A major challenge is to identify abnormalities on the test bench, which restrict the test operation and to eliminate malfunctions. Mastering communication with the customer, gathering all the necessary information and the agility that my project brings. A day can turn out quite differently, whereby it always starts the same way. Collecting information about the actual conditions of the test benches. Did abnormalities occurred in the night runs, to what extent extensions were implemented and if there are new parts deliveries available. After that, it usually goes on quite differently. From the procurement of urgent spare parts to the planning and conception of test bench extensions, updating of the test specimen and flashing new software for the control units to be tested and the associated commissioning.

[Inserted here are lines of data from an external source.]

Issue #477, opened 2025-07-02
Zval::null() to get a null in one call


kakserpom:
I wrote this trait some time ago:

```rust
pub trait ZvalNull {
    /// Returns a new `Zval` explicitly set to `null`.
    fn null() -> Zval;
}

impl ZvalNull for Zval {
    fn null() -> Zval {
        let mut zval = Zval::new();
        zval.set_null();
        zval
    }
}
```

What do you guys think about adding such method to `impl Zval`?

Xenira:
Could be helpful. Might want to check if there is already a const in zend that can be used. Like #355

kakserpom:
Done in https://github.com/davidcole1340/ext-php-rs/pull/521

PR #520, opened 2025-07-16
Array btreemap conversion

kakserpom:
https://github.com/davidcole1340/ext-php-rs/issues/477

### DIFF
--- a/src/types/array.rs
+++ b/src/types/array.rs
@@ -1,16 +1,6 @@
 //! Represents an array in PHP. As all arrays in PHP are associative arrays,
 //! they are represented by hash tables.
 
-use std::{
-    collections::HashMap,
-    convert::{TryFrom, TryInto},
-    ffi::CString,
-    fmt::{Debug, Display},
-    iter::FromIterator,
-    ptr,
-    str::FromStr,
-};
-
 use crate::{
     boxed::{ZBox, ZBoxable},
     convert::{FromZval, IntoZval},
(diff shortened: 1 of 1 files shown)


Xenira:
@kakserpom thank you <3

Just some things:

1. Could you please use the MR template. It is there for a reason. No need to add a description when referencing an issue, but it serves as a reminder for both the author and the reviewer on what to check.
2. Could you split this in 2 MRs, as these are 2 unrelated features
3. Unit and integration tests are missing.
4. At least the `BTreeMap` would benefit from being mentioned in the guides
5. `cargo fmt` fails. We have git hooks that could catch that if you want to use them :)

kakserpom:
@Xenira Sure, now it's split into two MRs. I don't believe there's anything to test.

src/types/array.rs
```diff
@@ -1288,6 +1287,76 @@ where
...
 }
 
+///////////////////////////////////////////
+// BTreeMap
+///////////////////////////////////////////
+
+impl<'a, V> TryFrom<&'a ZendHashTable> for BTreeMap<String, V>
+where
+    V: FromZval<'a>,
+{
```
Xenira, line 1297: Can we do this here? Same for the others.

```suggestion
impl<'a, K, V> TryFrom<&'a ZendHashTable> for BTreeMap<K, V>
where
    K: TryFrom<ArrayKey<'a>, Error = Error>,
    V: FromZval<'a>,
{
```

ptondereau:
hey! we split array.rs into smaller files. You can rebase and create a dedicated `src/types/array/conversions/btreemap.rs`

src/types/array.rs
kakserpom: @Xenira Not sure this is a good idea.

kakserpom:
https://github.com/davidcole1340/ext-php-rs/pull/535

PR #529, opened 2025-07-19
refactor(array): split array.rs types into smaller files

ptondereau:
## Description

A dummy split only here, but not sure about naming.


src/util/mod.rs
```diff
@@ -1,3 +1 @@
-mod cstring_scope;
-
-pub use cstring_scope::CStringScope;
```
ptondereau, line 3: It creates a warning that it's unused. I don't know if it's the best way to handle this.

Xenira:
Thanks. This is pretty much what I had in mind. Would further split the conversions though, as I see them growing in the future.

Something like
```
hash_map.rs
vec.rs
btree_map.rs
hash_set.rs
indexmap.rs
[...]
```

src/util/mod.rs
Xenira: Ye, not sure either. Prob best to just add an `#[allow]` for now.

ptondereau:
> Thanks. This is pretty much what I had in mind. Would further split the conversions though, as I see them growing in the future.
> 
> Something like
> 
> ```
> hash_map.rs
> vec.rs
> btree_map.rs
> hash_set.rs
> indexmap.rs
> [...]
> ```

I've created a `conversions` sub module and I don't know if `from_iterator.rs` should be part of `iterator.rs` or should be living alone.

Xenira:
I would keep it in the `iterator.rs` for now. Don't see it growing that much rn and it fits better in there.

Xenira (approved):

Xenira:
Thanks, looks good!

Xenira (changes requested):
Ohh, just noticed. Mind moving the tests into the vec conversion module?

ptondereau:
> Ohh, just noticed. Mind moving the tests into the vec conversion module?

I split the tests, sorry.

src/types/array/array_key.rs
```diff
@@ -0,0 +1,155 @@
...
+        if let Some(key) = zval.string() {
+            return Some(ArrayKey::String(key));
+        }
+        None
+    }
+}
+
+#[cfg(test)]
+#[allow(clippy::unwrap_used)]
+mod tests {
```
Xenira: These need embed as well, not entirely sure why but they somehow depend on php types...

Every now and then there’s the need to update the prototypes control unit software and to test it over evening or weekend trips.

At the beginning, I was quite skeptical about my work content, since I focused on other topics during my studies and electromobility only took up a small part. After about a year in the project, I am proud to work on the mobility of the future. In addition, it is exciting to accompany the development of new vehicles directly, to see the progress and to be able to experience the product.